───── Provided material ─────

Issue #811, opened 2021-08-23
Contract tests fail on out-of-order collections when insertionOrder=false


osdrv:
Hey folks,

I'm developing a resource where one of the attributes is an out-of-order collection (practically, a set). The service preserves no specific order on the items in this collection, hence I'm being explicit on setting `insertionOrder=false`:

─────

What is being asked:
Every entry is to be transcribed exactly as it stands.

Output of the task:
Issue #811, opened 2021-08-23
Contract tests fail on out-of-order collections when insertionOrder=false


osdrv:
Hey folks,

I'm developing a resource where one of the attributes is an out-of-order collection (practically, a set). The service preserves no specific order on the items in this collection, hence I'm being explicit on setting `insertionOrder=false`:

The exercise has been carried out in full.